苍洱来到藏书阁二层时,当值的人看了青牌,没有多问,只把她带到东侧书架前。《古篆诏押谱》放在最上层,书很厚,封皮泛黑,边角有旧铜扣,她在案前坐下,点燃一炷香。
香烟升起。
时间开始往下落,苍洱翻得很快,明诏朱印,密诏黑押,军令虎纹,世家盟符。她一页一页看过去,直到翻到血诏一类,手指停住。血诏尾押,多用古篆。
皇族为“昭”。
沈氏为“山”。
顾氏为“衡”。
江氏为“流”。
苍洱继续往下翻,天渊没有列在世家之中,她早该想到。天渊不入诸国之争,也不入寻常族谱。香烧过三分之一,她额上渗出一点细汗,手腕上的伤开始疼,她没有停。终于,在最后几页,她看到一行小字。
青渊令,旧制不详,相传为建国初年旧诏之押,形似水纹,尾带“令”字。仅见于西南旧卷残拓。苍洱呼吸停住。
青渊令。
她从怀里取出玉牌,用袖子挡住,迅速对照。
一样。
玉牌背后的古字,正是青渊令。不是沈氏的东西,也不是父亲随身佩玉,它与建国初年的旧诏有关。

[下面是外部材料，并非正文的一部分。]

PR #7031, opened 2023-09-01
perf: use rclonefile to fix cloning on macOS

### LINKED ISSUE #5001: Fix file cloning on macOS

zkochan:
close #5001


weyert:
Why would it try to installation `rclonefile` native library for non macos platforms?

weyert:
If I understand it correctly the `index.js` (https://github.com/sverrejoh/rclonefile/blob/main/index.js) is wrong as it also defines windows/linux builds which are suggested not to be created/build as part of the package

zkochan:
I know. I only did the PR to not forget about it.

RexSkz:
I wonder if the PR has an expected finish time, or is it still on the TODO list?

I tried the latest Node.js 20.6.1 with `package-import-method = clone` on my MacOS (Ventura 13.5.1) and found it still throws the error `ENOSYS: function not implemented`, which means the Node.js bug hasn't been fixed, this PR is still worth to move on.

The issue with `rclonefile` may be solved by calling it only when `process.platform === 'darwin'`.

fs/indexed-pkg-importer/src/index.ts
```diff
@@ -1,9 +1,11 @@
-import { constants, type Stats, existsSync } from 'fs'
+import { type Stats, existsSync } from 'fs'
+import { constants } from 'fs/promises'
```
zkochan: why was this change needed?

nachoaldamav: Oh, in the 1st commit you removed `constants` and I added it too, I'll import it from `fs` so it's one line only

zkochan:
This change makes install faster almost twice on macOS, when the lockfile is up to date and the store has all the packages.

zkochan:
Unfortunately we'll have to ship all the refclone artefacts with the plain js version of pnpm (this will increase the size of the tarball by 1.3MB). If don't do that, corepack won't be able to install pnpm with reflink support.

香烧过一半,苍洱继续往下看,小字后面还有一句:持青渊令者,非受诏人,便为传诏人。
苍洱的指尖一点点收紧,父亲是受诏人?还是传诏人?若他只是守着旧约,那真正传诏的人是谁?那块玉牌为何会在天渊?又为何要送回穹明?
楼下传来脚步声,当值的人在外面道:
“苍姑娘,江姑娘拿二房夫人的名帖来了,说要借《古篆诏押谱》。”
来得这么快。
苍洱把书页压平,迅速把那两行字记住。
青渊令,建国初年,旧诏之押,受诏人,传诏人。
她没有抄,也没有慌。只把书合上,整理好铜扣,放回原处。
走下楼时,她看见江令仪站在一层,江令仪身后跟着两个侍女,其中一个手里捧着二房夫人的名帖。江令仪看见她,笑了一下:
“苍姑娘也来看古篆?”
苍洱走下最后一级台阶:
“嗯。”
“看懂了吗?”
苍洱也笑了笑:
“不多。”
江令仪看着她:
“那真可惜。”
江令仪眼神微冷,两人擦肩而过,苍洱没有再看她。出藏书阁时,顾行舟正站在竹影下。
像是等了很久。苍洱停住:
“顾公子早知道会有人来借?”
顾行舟看着她:
“不是早知道。”
“那是什么?”
“她们昨日设局失败,今日自然要先拿走你想看的东西。”
苍洱道:
“你知道我想看古篆?”
顾行舟没有回答。他的目光从她脸上扫过,停在她袖中藏着的手上:
“记住了?”
苍洱反问:
“顾公子想知道什么?”
顾行舟看着她,眼底有一丝笑意,不明显,却比没有更危险。
“今日答得不错。”
苍洱道:
“顾公子昨日试我,今日又帮我?”
“我没帮你。”
“提醒我午后有人来借,不算帮?”
顾行舟道:
“我只是想看,你拿到青牌后,会选天渊,还是选古篆。”
苍洱指尖一顿,顾行舟看出了她的停顿。
“看来选对了。”
苍洱看着他:
“若我选天渊呢?”
顾行舟淡淡道:
“你今日就会什么都看不到。”
苍洱慢慢道:
“所以你知道有人会拦我。”
“沈府没有你想的干净。”
苍洱看着他:
“那顾公子站在哪里?”
顾行舟眼神终于变了一点,四周的竹叶被风吹动,细碎的光落在他肩上。他没有立刻回答,过了片刻,他道:
“你现在还不该问我。”
苍洱道:
“那我以后问。”
顾行舟看着她。这句话太熟,沈归山也听过。他收回目光:
“等你能保住手里的东西,再问。”
苍洱没有再说话,顾行舟转身离开。走了几步,他停了一下:
“苍洱。”
这是他第一次叫她的名字,不是苍姑娘,也不是天渊遗孤,只是苍洱。
她抬眼,顾行舟没有回头:
“青牌只能用一次。别浪费你记住的东西。”
说完,他离开竹影。
苍洱站在原地,看着他的背影远去,手心里还握着沈长风给她的那支炭笔。她没有用它,她不能留下痕迹。那两行字,已经刻进脑子里。
青渊令,建国初年旧诏之押。
持令者,非受诏人,便为传诏人。
傍晚回到西院,苍洱摊开一张白纸,她没有写青渊令,也没有写建国旧诏。她只在纸上写了一个字。
令。
然后点燃烛火,把那张纸烧成灰,火光照亮她的脸。她低声道:
“爹,娘。”
“我找到第一根线了。”
纸灰一点点卷起,落在案上。玉牌躺在灰旁,青光一闪即灭,苍洱把玉牌握进掌心。
从今日起,她要查的,不只是杀天渊的人,还有那道让天渊隐世数百年的旧诏,以及把天渊一步一步引入死局的人。